Personal information
- Full name: Souleymane Traore
- Date of birth: July 10, 1987
- Place of birth: Guinea
- Date of death: October 21, 2009 (aged 22)
- Place of death: Jakarta, Indonesia
- Height: 1.80 m (5 ft 11 in)
- Position: Midfielder

Senior career*
- Years: Team / Apps / (Gls)
- 2007: PSS Sleman / ?? / (??)
- 2008–2009: Arema Malang / 20 / (5)
- Total:  / ?? / (??)

= Souleymane Traore =

Guinean footballer

Souleymane Traore (July 10, 1987 – October 21, 2009) was a Guinean footballer.

==Career==
===Mali===
He played several years in the football competition in Mali (Malien Premiere Division) before he moved to Indonesia to play football with PSS Sleman.

===Indonesia===
He began his career in Indonesia in 2007 with the club PSS Sleman.
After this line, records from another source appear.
PR #174, opened 2025-02-13
python(feat): add support for calculated channels

alexluck-sift:


python/lib/sift_py/calculated_channels/service.py
```diff
@@ -0,0 +1,338 @@
...
+            ),
+        )
+        calculated_channel_configuration = CalculatedChannelConfiguration(
+            asset_configuration=asset_configuration, query_configuration=query_configuration
+        )
+        req = CreateCalculatedChannelRequest(
+            name=config.name,
+            description=config.description,
+            units=config.units,
+            client_key=config.client_key,
```
niliayu, line 193: Do you know what the behavior is on the back end if the client key provided already exists?

In some of the other services we check this before calling create, or otherwise call update instead. I'd either suggest following that sort of pattern (and updating the method name accordingly), or maybe just considering more simply checking & raising some nice message for users to understand if there's a client key name collision and what they should do.

python/lib/sift_py/calculated_channels/service.py
```diff
@@ -0,0 +1,338 @@
...
+
+        res = cast(
+            GetCalculatedChannelResponse,
+            self._calculated_channel_service_stub.GetCalculatedChannel(req),
+        )
+        return cast(CalculatedChannel, res.calculated_channel)
+
+    def list_calculated_channels(
+        self,
+        page_size: Optional[int] = None,
```
niliayu, line 80: It might be worth considering specifying a default page_size here and in the other list function. In some other places we've defaulted to `1_000` to make sure responses don't get too unwieldy.

python/lib/sift_py/calculated_channels/config.py
```diff
@@ -0,0 +1,104 @@
...
+
+    name: str
+    description: str = ""
+    expression: str
+    channel_references: List[
+        Union[ExpressionChannelReference, ExpressionChannelReferenceChannelConfig]
+    ]
+    units: Optional[str] = None
+    calculated_channel_id: Optional[str] = None
+    client_key: Optional[str] = None
```
niliayu, line 41: We generally want to encourage users to use client keys moving forward at this point, I would see if we could consider making the client key field non-optional. I don't think there's any reason a user wouldn't use a client key at this point. If I'm not mistaken, client key was kept optional in most of our other apis for backwards compatibility reasons, which I don't think we need to consider here since this service is new.

python/lib/sift_py/calculated_channels/service.py
```diff
@@ -0,0 +1,338 @@
...
+                for chan in resp.calculated_channel_versions
+            ],
+            resp.next_page_token,
+        )
+
+    def create_calculated_channel(
+        self, config: CalculatedChannelConfig
+    ) -> Tuple[CalculatedChannelConfig, CalculatedChannelValidationResult]:
+        """
+        Create a `CalculatedChannel` from a `CalculatedChannelConfig`. See
```
niliayu, line 165: It might be nice to add a little blurb describing what a client key is, in case it's a new concept to the user. We don't really describe what they are conceptually or how they're used in the main docs (which could be an oversight of the main docs as well)

niliayu (commented):
Got a few suggestions and nits! And per what we discussed offline, I think it's worth considering adding the YAML support here as well similar to what we've done for other services.

python/lib/sift_py/calculated_channels/config.py
```diff
@@ -0,0 +1,104 @@
...
+
+    name: NotRequired[str]
+    description: NotRequired[str]
+    units: NotRequired[str]
+    expression: NotRequired[str]
+    channel_references: NotRequired[
+        List[Union[ExpressionChannelReference, ExpressionChannelReferenceChannelConfig]]
+    ]
+    asset_ids: NotRequired[List[str]]
+    tag_ids: NotRequired[List[str]]
```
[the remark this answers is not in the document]
alexluck-sift: The reason I didn't do this is that we don't have a general tag or asset service, so we end up having to effectively re-implement this in each service. It would make more sense for us to create a service for each of those and use it from the other services rather than re-implement it each time we want to use it.

python/lib/sift_py/calculated_channels/service.py
alexluck-sift: The backend generates the following error:

```
grpc._channel._InactiveRpcError: <_InactiveRpcError of RPC that terminated with:
	status = StatusCode.ALREADY_EXISTS
	details = "unable to create calculated channel: already exists (87dd3b58-2cf3-477e-aac6-ff71720835f3)"
	debug_error_string = "UNKNOWN:Error received from peer  {grpc_message:"unable to create calculated channel: already exists (87dd3b58-2cf3-477e-aac6-ff71720835f3)", grpc_status:6, created_time:"2025-02-18T15:47:30.045883-08:00"}"
>
```

I think it makes sense to leave these types of errors up to the back-end (and if the errors aren't sufficiently descriptive, fix them there) as opposed to handling the validation logic on both the client and server.

Since I separated the create/update functions, in order to ensure result and user intent are explicit, I don't think we should infer that because it already exists, they want to update it. It may be that a user happened to accidentally choose a client key that is already in use and doesn't actually want to update the already existing calculated channel.

python/lib/sift_py/calculated_channels/service.py
alexluck-sift: The default values are defined by the back-end. My intent here in excluding a default value is to avoid having conflicting defaults and two "sources of truth".

python/lib/sift_py/calculated_channels/service.py
alexluck-sift: It is included in the CalculatedChannelConfig docs

python/lib/sift_py/calculated_channels/service.py
```diff
@@ -0,0 +1,338 @@
...
+        )
+        resp = cast(
+            CreateCalculatedChannelResponse,
+            self._calculated_channel_service_stub.CreateCalculatedChannel(req),
+        )
+        return self._calculated_channel_to_config(
+            cast(CalculatedChannel, resp.calculated_channel)
+        ), cast(CalculatedChannelValidationResult, resp.inapplicable_assets)
+
+    def revise_calculated_channel(
```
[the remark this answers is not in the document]
alexluck-sift: Updated

python/examples/calculated_channels/main.py
```diff
@@ -0,0 +1,35 @@
...
+            expression="$1 * 50",
+            channel_references=[
+                dict(channel_reference="$1", channel_identifier="mainmotor.velocity")
+            ],
+            asset_ids=["c8c724b9-6993-4423-9cc4-4c4ecdbc5751"],
+        )
+        chan, validation = service.create_calculated_channel(
+            config,
+        )
+        print(chan, validation)
```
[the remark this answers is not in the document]
alexluck-sift: updated

python/lib/sift_py/calculated_channels/service.py
niliayu: Ah, didn't realize the backend had one already. Works for me then!

python/lib/sift_py/calculated_channels/service.py
niliayu: Cool that makes sense to me -- I think the only reason I could think of for us catching and raising it ahead of time is if we wanted to give them some more explicit instruction on what the error means and what we'd recommend they do. In this case I think the error is decently clear if they understand how client keys work, but might be unclear if they are new to client keys and don't realize that client key exists == channel exists.

python/lib/sift_py/calculated_channels/config.py
niliayu: Chatted about this offline -- we're opening some tickets to improve the UI related to this.

niliayu (commented):
Looking great to me! Final couple of nits!

python/examples/calculated_channels/main.py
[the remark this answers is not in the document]
alexluck-sift: Deferring to possible refactor of examples with v1

python/lib/sift_py/calculated_channels/config.py
```diff
@@ -0,0 +1,111 @@
...
+    description: str = ""
+    expression: str
+    channel_references: List[
+        Union[ExpressionChannelReference, ExpressionChannelReferenceChannelConfig]
+    ]
+    units: Optional[str] = None
+    calculated_channel_id: Optional[str] = None
+    client_key: Optional[str] = None
+    asset_names: Optional[List[str]] = None
+    tags: Optional[List[str]] = None
```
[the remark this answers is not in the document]
alexluck-sift: updated

niliayu (approved):

PR #177, opened 2025-02-20
fix: ReportTemplate updates provide FieldMask keys based on what needs to be updated

niliayu:
This PR adds:
- A `ReportTemplateUpdate` class to allow users to easily specify update fields
- Updates the `ReportTemplateService` to specify only the fields actually being updated in the `FieldMask` passed back to the API
- Updates the ReportTemplate examples accordingly
- Updates the relevant unit tests

### DIFF
--- a/python/lib/sift_py/report_templates/config.py
+++ b/python/lib/sift_py/report_templates/config.py
@@ -27,6 +27,7 @@ class ReportTemplateConfig(BaseModel, AsJson):
 
     name: str
     template_client_key: str
+    template_id: Optional[str] = None  # read only
     organization_id: str = ""
     tags: Optional[List[str]] = None
     description: Optional[str] = None
--- a/python/lib/sift_py/report_templates/config.py
+++ b/python/lib/sift_py/report_templates/config.py
@@ -1,6 +1,5 @@
 from __future__ import annotations
 
-from datetime import datetime
 from typing import Any, List, Optional
 
 from pydantic import BaseModel, ConfigDict
@@ -26,13 +25,12 @@ class ReportTemplateConfig(BaseModel, AsJson):
     model_config = ConfigDict(arbitrary_types_allowed=True)
 
     name: str
-    template_client_key: str
-    template_id: Optional[str] = None  # read only
-    organization_id: str = ""
+    template_client_key: Optional[str] = None
+    template_id: Optional[str] = None
     tags: Optional[List[str]] = None
     description: Optional[str] = None
     rule_client_keys: List[str] = []
-    archived_date: Optional[datetime] = None
+    archived_date: Optional[bool] = False
 
     def as_json(self) -> Any:
         return self.model_dump_json()
@@ -54,8 +52,7 @@ class ReportTemplateUpdate(TypedDict):
 
     name: NotRequired[str]
     template_client_key: NotRequired[str]
-    organization_id: NotRequired[str]
     tags: NotRequired[List[str]]
     description: NotRequired[str]
     rule_client_keys: NotRequired[List[str]]
-    archived_date: NotRequired[datetime]
+    archived_date: NotRequired[bool]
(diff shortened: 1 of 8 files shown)


python/lib/sift_py/report_templates/service.py
```diff
@@ -33,20 +33,23 @@ class ReportTemplateService:
...
         """
         Create or update a report template via a ReportTemplateConfig. The config must contain a
         template_client_key, otherwise an exception will be raised. If a report template with the
         same client key exists, it will be updated. Otherwise, a new report template will be created.
         See `sift_py.report_templates.config.ReportTemplateConfig` for more information on available
         fields to configure.
         """
-        if not config.template_client_key:
-            raise Exception(f"Report template {config.name} requires a template_client_key")
+        if not config.template_client_key and not config.template_id:
```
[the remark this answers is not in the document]
alexluck-sift: This validation could be moved to after the `if updates:`...

python/lib/sift_py/report_templates/config.py
```diff
@@ -34,3 +36,26 @@ class ReportTemplateConfig(BaseModel, AsJson):
...
+    - `archived_date`: Updated date when the report template was archived.
+    """
+
+    name: NotRequired[str]
+    template_client_key: NotRequired[str]
+    organization_id: NotRequired[str]
+    tags: NotRequired[List[str]]
+    description: NotRequired[str]
+    rule_client_keys: NotRequired[List[str]]
+    archived_date: NotRequired[datetime]
```
alexluck-sift, line 61: In Calculated Channels i made this a boolean so that the user could simply archive/unarchive. Could be worth doing here too.

python/lib/sift_py/report_templates/config.py
```diff
@@ -34,3 +36,26 @@ class ReportTemplateConfig(BaseModel, AsJson):
...
+    - `tags`: Updated tags to associate with the report template.
+    - `description`: Updated description of the report template.
+    - `rule_client_keys`: Updated list of rule client keys associated with the report template.
+    - `archived_date`: Updated date when the report template was archived.
+    """
+
+    name: NotRequired[str]
+    template_client_key: NotRequired[str]
+    organization_id: NotRequired[str]
+    tags: NotRequired[List[str]]
```
alexluck-sift, line 58: you made a good point that this should probably be `tag_names` on Calculated Channels, but not a trivial update since the Config object uses `tags` and that would cause backwards compatibility issues.

python/lib/sift_py/report_templates/config.py
```diff
@@ -34,3 +36,26 @@ class ReportTemplateConfig(BaseModel, AsJson):
...
+    - `organization_id`: Updated organization ID that the report template belongs to.
+    - `tags`: Updated tags to associate with the report template.
+    - `description`: Updated description of the report template.
+    - `rule_client_keys`: Updated list of rule client keys associated with the report template.
+    - `archived_date`: Updated date when the report template was archived.
+    """
+
+    name: NotRequired[str]
+    template_client_key: NotRequired[str]
+    organization_id: NotRequired[str]
```
alexluck-sift, line 57: organization_id shouldn't be needed (and can't be changed as far as I know) since the API key is organization specific and will map the request to the correct org

python/lib/sift_py/report_templates/config.py
niliayu: Ugh yes that was an oversight on my original PR. Per offline discussion we'll address this on an upcoming refactor.

python/lib/sift_py/report_templates/config.py
niliayu: I like that, more simple/intuitive.

alexluck-sift (dismissed):

alexluck-sift (approved):

PR #260, opened 2024-09-09
feat: operators: allow customization and add rook

skrobul:


apps/appsets/operators.yaml
```diff
@@ -14,26 +14,104 @@ spec:
...
+                      chart: rook-ceph-cluster
+                      targetRevision: v1.15.0
+                      helm:
+                        releaseName: rook-ceph-cluster
+                        valueFiles:
+                          - $understack/operators/rook/values-cluster.yaml
+                          - $deploy/helm-configs/{{.name}}/rook-cluster.yaml
+                        ignoreMissingValueFiles: true
+                - component: cnpg-system
+                  skipComponent: '{{has "rook" ((default "[]" (index .metadata.annotations "uc_skip_components") | fromJson))}}'
```
cardoe, line 49:
```suggestion
                  skipComponent: '{{has "cnpg-system" ((default "[]" (index .metadata.annotations "uc_skip_components") | fromJson))}}'
```

cardoe (changes requested):

apps/appsets/operators.yaml
skrobul: good catch, fixed in rebase thx

cardoe (approved):

PR #261, opened 2024-09-09
ci: fix bad container name from 5521afbd6

cardoe:


skrobul:
I don't  think this is going to work - passing the `container_name` value directly will result in double escaping because the octokit already escapes request parameters during JSON serialization:

https://github.com/octokit/request.js/blob/bec87c90d08449815ed8cac4f86eb3d082ed5f9c/src/fetch-wrapper.ts#L24

it should probably be just    

    const container_name = `understack/${this.containerName}`;`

In the 2008–2009 season he joined the team of Arema Malang by contributing 5 goals from 20 games.

He ended his contract with Arema on the basis of his health before he died.

==Personal life==
Traore was born in Guinea.

After two months of illness, he died on October 21, 2009, at the house in Bintaro, South Jakarta of his friend Alseny Diawara (ex-Persema Malang).